Sonia let out a raw sound, nearly retching on the spot, and she cradled her broken arm against her chest. "He did this," she said fervently, rocking back and forth. Her head jerked up to look at her father, and her voice rose beyond her control, breaking into a cry. "He killed my baby!"
Xav had set Padma's body carefully beside Ivan's, and he leaned forward to tightly grip her shoulders, his own face bleak. He was reaching into an empty well for solace, scraping the dusty bottom. "We aren't going to let this lay, Sonia. Yuri will answer for what he's done."
"He took them all away." Sonia looked at him, heartbroken, her eyes burning. "He took away my only child. What could possibly make this right?"
Xav was silent for a long moment, reaching for words that simply weren't there. "I don't know," he said finally. Sonia clutched at her broken arm, tears still tracking down her cheeks.

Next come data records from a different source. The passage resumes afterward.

PR #1890, opened 2026-08-14
Fix spurious global xmin > xmin error on rollback

gfphoenix78:
GetSnapshotData() on a QE computes xmin under ProcArrayLock but reads/advances DistributedLogShared->oldestXmin afterwards, in a different lock domain.  In that window a concurrent backend can advance the shared oldestXmin past this snapshot's xmin: when the transaction whose local xid equals xmin aborts, its distributed-log entry keeps distribXid == 0, so DistributedLog_AdvanceOldestXmin()'s forward scan skips over it instead of stopping, bumping oldestXmin beyond xmin.  The resulting globalxmin > xmin then tripped a hard elog(ERROR) and failed the query (seen intermittently in the partition_prune regression test).

The aborted xid is invisible to this snapshot anyway, and the visibility horizon only needs to be a valid lower bound, so a horizon at our own xmin loses nothing.  Clamp globalxmin to xmin instead of erroring -- always safe, and consistent with the clamp already done in DistributedLog_GetOldestXmin().

Fixes #ISSUE_Number

### Type of Change
- [ ] Documentation update

### Test Plan

### Impact

**Performance:**

**User-facing changes:**

**Dependencies:**

### Checklist

### CI Skip Instructions

---

### DIFF
--- a/src/backend/storage/ipc/procarray.c
+++ b/src/backend/storage/ipc/procarray.c
@@ -3312,9 +3312,29 @@ GetSnapshotData(Snapshot snapshot, DtxContext distributedTransactionContext)
 			globalxmin = DistributedLog_GetOldestXmin(globalxmin);
 	}
 
+	/*
+	 * globalxmin (the distributed oldestXmin read/advanced just above) can end
+	 * up greater than this snapshot's xmin.  xmin was computed under
+	 * ProcArrayLock, but DistributedLogShared->oldestXmin is maintained in a
+	 * different lock domain and is only read here, after ProcArrayLock has been
+	 * released.  In that window another backend can advance it past our xmin:
+	 * if the transaction whose local xid equals our xmin subsequently aborts,
+	 * its distributed-log entry keeps distribXid == 0, so
+	 * DistributedLog_AdvanceOldestXmin()'s forward scan skips over that xid
+	 * (instead of stopping at it) and bumps the shared oldestXmin beyond it.
+	 * A concurrent snapshot that took its xmin from that now-aborted xid then
+	 * reads the advanced value here.
+	 *
+	 * This is a benign, expected transient: the visibility horizon only needs
+	 * to be a valid lower bound (see src/backend/access/transam/README), and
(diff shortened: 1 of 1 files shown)


gfphoenix78:
The problem is:
```
gpadmin=# create temp table ttmp(a int);
ERROR:  global xmin (1076) is higher than transaction xmin (1075) (procarray.c:3298)  (seg0 127.0.0.1:7002 pid=2466718) (procarray.c:3298)
LINE 1: create temp table ttmp(a int);
                          ^
```

repro:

"You'll kill him, won't you?" Sonia found herself nauseated by the fervor in her own voice, but she couldn't seem to swallow it down. "He's going to die for this, isn't he?"
Xav didn't answer, just drew her in against him, cradling the back of her head, like he'd done when she was small.
"Let's go, Sonia," he said quietly. She looked around the room helplessly, unmoving, but he pulled her to her feet, holding her up until her legs were steady under her. "You need to have your arm looked at now."
Her arm. Just a stupid, simple broken arm. It seemed trivial against the carnage Yuri had brought down on her family. On his own family. She tried to turn around, to look back at her sister and husband and son, but her father cradled her head tightly against his shoulder, and she fell into weeping again, silently cursing Yuri's name.
4300 words. An AU retelling of Yuri's Massacre from Sonia's perspective with one less survivor.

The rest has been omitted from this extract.